My Vegan Journey

My Vegan Journey  By: Aisha Adams

It shouldn’t be hard to imagine me as a proud carnivore; fat – that is, fifty pounds heavier than I am now – and addicted to sugar, caffeine, and many other toxic chemicals normally found in everyday foods. I am probably not as ashamed as I should be about my past dietary choices, my state of mind, or physical condition. Raf, now my husband, was just a friend when I first started this journey. He introduced me to the vegan lifestyle.
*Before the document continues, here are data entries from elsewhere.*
PR #1408, opened 2023-07-19
Fix for paging

jeffbanks:
A collection of changes related to the handling of paging logic in `Cqld4CqlOp`.

PR #1497, opened 2023-08-30
Jshook/update paging fix

### LINKED ISSUE #1231: Paging seems broken in nosqlbench5
**Describe the bug**

Paging doesn't seem to work with cql and nosqlbench5, regardless of how high the maxpages
value is, I keep running into the same error.

**To Reproduce**

Spin up a cluster with the following benchmark yaml, trigger the schema, 
rampup and eventually main-read.

```
description: |
  TODO

bindings:
  id: Shuffle(0,10); Template("{}-{}", Hash(), Hash());
  date: Shuffle(0,31); ToString();
  timestamp: AddHashRange(0L,2592000L); Mul(1000); StartingEpochMillis("2023-04-01 12:00:00"); ToJavaInstant();
  value: Shuffle(0,50); Template("value-{}-{}-{}", Hash(), Hash(), Hash());

blocks:
  schema:
    params:
      prepared: false
    ops:
      create-keyspace: |
        CREATE KEYSPACE IF NOT EXISTS TEMPLATE(keyspace, baselines)
        WITH replication = {'class': 'NetworkTopologyStrategy', 'ue1': 'TEMPLATE(rf,3)'}
        AND durable_writes = true;
      create-table : |
        CREATE TABLE IF NOT EXISTS TEMPLATE(keyspace,baselines).TEMPLATE(table,test) (
          id text,
          date text,
          timestamp timestamp,
          value text,
          PRIMARY KEY((id), date, timestamp)
        ) WITH CLUSTERING ORDER BY (date DESC, timestamp DESC)
        AND compaction = { 'class':'LeveledCompactionStrategy' }
        AND compression = { 'class': 'LZ4Compressor', 'chunk_length_in_kb': 4 };
  rampup:
    params:
      cl: TEMPLATE(write_cl,LOCAL_ONE)
      prepared: true
      page_size: 100
      maxpages: 100
    ops: |
      INSERT INTO TEMPLATE(keyspace,baselines).TEMPLATE(table,test) (id, date, timestamp, value)
      VALUES ({id}, {date}, {timestamp}, {value})
  main-read:
    params:
      cl: TEMPLATE(read_cl, LOCAL_ONE)
      prepared: true
    statements:
      select:
        op: |
          SELECT * FROM baselines.test
          WHERE id={id}
          ORDER BY date DESC, timestamp DESC
```

Schema: `./nb5 run workload=bench-small.yaml host={HOST} driver=cql localdc=ue1 tags=block:schema`

Rampup: `./nb5 run workload=bench-small.yaml host={HOST} driver=cql localdc=ue1 cycles=10000 striderate=100 stride=100 tags=block:rampup threads=10`

Read: `./nb5 run workload=bench-small.yaml host={HOST} driver=cql localdc=ue1 cycles=1 striderate=100 stride=100 tags=block:main-read threads=180`

This runs into the following error, regardless of how high we bump maxpages:

```
Error in core motor loop:java.lang.RuntimeException: io.nosqlbench.adapter.cqld4.exceptions.UnexpectedPagingException: Additional paging would be required to read the results from this query fully, but the user has not explicitly indicated that paging was expected. fetched/allowed: 102/100 fetchSize(100): SELECT * FROM baselines.test
```

**What was Expected**

The maximum page rows per partition should be ~1000, so we should be able to page through this
with the given maxpages and page_size.

**Additional context**
OS: Windows, Linux (distribution), macOS ...
environment: k8s, docker, ...
version info (`./nb --version` or `java -jar nb.jar --version`)

**Screenshots, if applicable**

### LINKED ISSUE #1465: Add a custom metrics gauge that tracks recall stats accurately over time
We're currently leveraging HDR histograms instruments with a large multiplier and a standard divisor. This is a bit of a hack. The recall metrics during testing should be provided at the client level as such, so that testing which sends data to a local metrics CSV directory read as what they are, instead of require further downstream derivation.

This should be implemented as additional capabilities, not to replace any other metrics tooling.

This should also be exposed as a scripting plugin. Maybe this is added to the existing scripting metrics plugin as a dynamic defined guage, using other metrics, but in a way that it always acts like a built-in facility. This means that it should be easy to define a floating-point statistics accumulator which doesn't lose data due to histogram reservoir behavior, and which doesn't require encoding in an unfriendly type.
It's probably easiest to implement this using the Java library built-in java.util.DoubleSummaryStatistics.

The extant plugin which should probably be the basis for this lives in
`engine-extensions/src/main/java/io/nosqlbench/engine/extensions/scriptingmetrics`

The metrics instrument doesn't need to implement any of the standard metrics APIs, since it can be it's own POJO/service object. However, it needs to provide a standard Gauge implementation so that it can be seen by the metric registry as a standard metric object, and thus fed downstream where other metrics data flows.

As long as this is implemented as a standard Gauge, then all of the surrounding metrics capabilities should work with it as-is.

### LINKED ISSUE #1494: open metrics expo format is using summaries instead of histograms (for histograms)

### LINKED ISSUE #1495: annotations do not include span:interval|instant for filtering

jshook:
Folded in changes from Jeff's early work on fixing paging and fixed a few other things which were affecting sane dashboarding with the CQL driver.

fixes #1465
fixes #1494
fixes #1495
fixes #1408 
fixes #1231

### DIFF
--- a/adapter-cqld4/src/main/java/io/nosqlbench/adapter/cqld4/optypes/Cqld4CqlOp.java
+++ b/adapter-cqld4/src/main/java/io/nosqlbench/adapter/cqld4/optypes/Cqld4CqlOp.java
@@ -120,7 +120,7 @@ public abstract class Cqld4CqlOp implements CycleOp<List<Row>>, VariableCapture,
         });
 
         try {
-            return rowsStage.toCompletableFuture().get(3, TimeUnit.SECONDS);
+            return rowsStage.toCompletableFuture().get(300, TimeUnit.SECONDS);
         } catch (Exception e) {
             if (e instanceof RuntimeException re) throw re;
             throw new RuntimeException(e);
--- a/adapter-cqld4/src/main/java/io/nosqlbench/adapter/cqld4/optypes/Cqld4CqlOp.java
+++ b/adapter-cqld4/src/main/java/io/nosqlbench/adapter/cqld4/optypes/Cqld4CqlOp.java
@@ -17,21 +17,28 @@
 package io.nosqlbench.adapter.cqld4.optypes;
 
 import com.datastax.oss.driver.api.core.CqlSession;
+import com.datastax.oss.driver.api.core.cql.AsyncResultSet;
 import com.datastax.oss.driver.api.core.cql.BoundStatement;
-import com.datastax.oss.driver.api.core.cql.ResultSet;
 import com.datastax.oss.driver.api.core.cql.Row;
 import com.datastax.oss.driver.api.core.cql.Statement;
-import io.nosqlbench.adapter.cqld4.*;
+import io.nosqlbench.adapter.cqld4.Cqld4CqlReboundStatement;
+import io.nosqlbench.adapter.cqld4.LWTRebinder;
+import io.nosqlbench.adapter.cqld4.RSProcessors;
 import io.nosqlbench.adapter.cqld4.exceptions.ChangeUnappliedCycleException;
 import io.nosqlbench.adapter.cqld4.exceptions.ExceededRetryReplaceException;
-import io.nosqlbench.adapter.cqld4.exceptions.UndefinedResultSetException;
 import io.nosqlbench.adapter.cqld4.exceptions.UnexpectedPagingException;
+import io.nosqlbench.adapter.cqld4.instruments.CqlOpMetrics;
 import io.nosqlbench.adapters.api.activityimpl.uniform.flowtypes.*;
+import org.apache.commons.lang3.NotImplementedException;
+import org.apache.logging.log4j.LogManager;
+import org.apache.logging.log4j.Logger;
 
 import java.util.ArrayList;
-import java.util.Iterator;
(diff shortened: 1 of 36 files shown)


adapter-cqld4/src/main/java/io/nosqlbench/adapter/cqld4/optypes/Cqld4CqlOp.java
```diff
@@ -45,100 +52,102 @@
...
             }
-            totalRows += pageRows;
+            return collect(rs, completeRowSet, cycle);
+        }).exceptionally(throwable -> {
+            if (throwable instanceof RuntimeException tre) throw tre;
+            throw new RuntimeException(throwable);
+        });
+
+        try {
+            return rowsStage.toCompletableFuture().get(3, TimeUnit.SECONDS);
```
jshook, line 123: This should be relaxed to a larger value and/or made configurable.

jshook (commented):
Did a basic review interactively, some minor notes for after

At the time, I was also seeking to manage my son’s diabetes better. Raf would come by my house and read the labels of the foods he saw me packing for Doriyan’s lunch. Even when things were sugar-free, he would still point out toxic chemicals on the label. Later in the day, he would Facebook me articles about the different chemicals he had seen me give to my son. I quickly discovered that meat wasn’t even the worse thing on our plates. Needless to say, I began a journey of research and discovery that led to me making some abrupt and monumental changes in my life. I realized that if I wanted to impact my son, I had to model the behavior.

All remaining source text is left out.